PR #1771, opened 2017-12-04
WiP fix(module): Spoon should be able to use module in full classpath

### LINKED ISSUE #1769: bug: Project with modules cannot be spooned in full classpath mode yet
We have to use some arguments with JDT in order to make it work with full classpath mode.

surli:
This PR intends to fix #1769


surli:
This PR will be a WiP for a while, because we have a bug with JDT. I opened a new bug in their tracker, we'll see what happens next: https://bugs.eclipse.org/bugs/show_bug.cgi?id=528109

Moreover, according to this specification: http://openjdk.java.net/jeps/261 we need to use a new argument when compiling some code with modules, called "--module-source-path". JDT is implemented this way: then I had to add this argument in the environment.

surli:
So, according to the release date of JDT (see: https://wiki.eclipse.org/Simultaneous_Release) I should be able to continue this one at the end of the month...

surli:
This PR will be break in several parts as I'm trying to manage module in Spoon piece by piece.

## WHAT TO WORK ON
What is the number of lines in this listing that contain the word "mode"? Answer with that number and nothing else.

## TASK SOLUTION
2